In the Parliament of the United Kingdom, the equivalents are the Outlawries Bill in the House of Commons and the Select Vestries Bill in the House of Lords. In the Parliament of Canada, such bills are titled Bill C-1, An Act respecting the Administration of Oaths of Office, and Bill S-1, An Act relating to Railways in the House of Commons of Canada and Senate of Canada, respectively. In the Australian House of Representatives, a new bill (known as the "formal" or "privilege bill") is drafted at the start of each parliamentary term (e.g. in the 47th Parliament this was the Customs Amendment Bill 2022) and presented by the Prime Minister. The bill is read the first time and is printed (published), but, unlike normal bills, the second reading is not moved and remains on the agenda indefinitely. However, departing from British and Canadian tradition, the contents of the bills do address the matters referred to in its title, and could theoretically be enacted like any other normal bill. This practice does not extend to the Australian Senate; instead other formal business is conducted (such as question time and procedural motions) before consideration of the governor-general's speech.

===United States===

In the federal government of the United States, either house of the Congress (the House of Representatives or the Senate) can hold a pro forma session at which no formal business is expected to be conducted. This is usually to fulfill the obligation under the Constitution "that neither chamber can adjourn for more than three days without the consent of the other." Pro forma sessions can also be used to prevent the president from pocket-vetoing bills, or calling the Congress into special session. They have also been used to prevent presidents from making recess appointments.

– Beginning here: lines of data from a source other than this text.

PR #1824, opened 2026-01-09
Introduce TxHash in Mempool

### LINKED ISSUE #1444: Add TxHash to MempoolSnapshot
The Mempool should provide the hash of the full transaction in addition to the `TxId` (ie the hash of just the transaction's body) and the size. This data will enable more optimizations in the centralized TxSubmission logic.

bladyjoker:
# Description

See #1444 

`TxHash` identifies a transaction uniquely up to its contents (aux, witnesses etc). That's what makes it different to `TxId` which identifies a transaction up to its ledger effect (in Ledger that means the same `TxBody` and in Plutus that means the same `TxInfo`).

See [prop_tx_id_valid_effect_is_same](https://github.com/IntersectMBO/ouroboros-consensus/pull/1824/changes/466932601c8d1fd41d70c9f2a9e33c3e1754f358#diff-d92b4a547e2fb345037f07749db629d4ccd6bfa378af03d2c32b308ce1b2ba6cR525) and [prop_tx_hash_effect_is_same](https://github.com/IntersectMBO/ouroboros-consensus/pull/1824/changes/466932601c8d1fd41d70c9f2a9e33c3e1754f358#diff-d92b4a547e2fb345037f07749db629d4ccd6bfa378af03d2c32b308ce1b2ba6cR547) for their exact properties and how they differ.

In a nutshell, we anticipate we might want to diffuse transactions identified via `TxHash` for Leios as we want to make sure only the validated transactions are diffused. Since `TxId` obtained from node-A and node-B can have a different witness set and one might fail while the other doesn't.

DONE
- [x] Add `GenTxHash` following the same pattern as `GenTxId` and wire the types and concrete implementations
- [x] Align coding styles among different implementations (byron, shelley, test, hfc)
- [ ] Test properties of `MempoolSnapshot` and `LedgerSupportsMempool`
  - [x] Specify the properties
  - [ ] Wire them in a concrete testsuite
- [ ] !!! Decide how to proceed given there's no immediate users of this feature and it's unclear there would be.
- [ ] Optimization: Pass around the serialized transaction to spare us from unnecessarily re-serializing.


jasagredo:
Closed (it will remain in the closed list)

PR #1826, opened 2026-01-13
Expose reason for a switch in ChainSel tracer

jasagredo:
While the performance team was looking into https://github.com/IntersectMBO/cardano-node/issues/6014, it became apparent that it is unreasonable to ask the tracing system to infer why a switch has happened, and instead Consensus could provide the reason.

This PR adds a field to `AddedToCurrentChain` and `SwitchedToAFork` that shows the reason for the switch.

### DIFF
--- a/scripts/ci/check-changelogs.sh
+++ b/scripts/ci/check-changelogs.sh
@@ -35,9 +35,9 @@ else
     for p in "${tracked_libs[@]}"; do
         printf "\t- %s\n" "$p"
         if ! git diff --quiet --name-only "origin/${BASE_REF}" -- "$p/***.hs"; then
-            if ! git diff --quiet --name-only --diff-filter=A "origin/${BASE_REF}" -- "$(echo $p | cut -d/ -f1)/changelog.d" ; then
+            if ! git diff --quiet --name-only --diff-filter=AMR "origin/${BASE_REF}" -- "$(echo $p | cut -d/ -f1)/changelog.d" ; then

In 2012 President Barack Obama attempted to make four appointments during a pro forma session, calling the practice of blocking recess appointments into question. However, in 2014 the Supreme Court of the United States in NLRB v. Noel Canning determined that the President had improperly used his presidential power to make these appointments, stating that while the Senate was in recess punctuated by pro forma sessions the period of time between the sessions was not long enough to invoke such power.

In April 2020, President Donald Trump claimed that the president's constitutional power under Article II, Section 3 empowered him to suspend both houses of Congress (overriding the pro forma procedure), thus enabling him to make appointments to vacant government positions while Congress is suspended. Article II, Section 3 enables the president to "convene or adjourn Congress" ... "on extraordinary occasions", a power that has never been used to adjourn Congress, though it has been used on rare occasions to convene Congress. The suggestion was condemned by former Clinton Press Secretary Joe Lockhart and quickly shot down by the Republican Senate leader Mitch McConnell. In addition, the president's constitutional power to adjourn either or both houses of Congress is limited to situations in which the "Time of Adjournment" is disagreed upon between the House and Senate, creating a "Case of Disagreement", which implicates Article I, Section 5, of the Constitution. This section prohibits either house of Congress from adjourning for more than three days without the consent of the other house of Congress.

Similar practices exist in the state legislatures, and for similar reasons; for example, in Minnesota, legislative bodies have the same every-three-days meeting requirement that Congress has. Pro forma sessions are held to meet this requirement.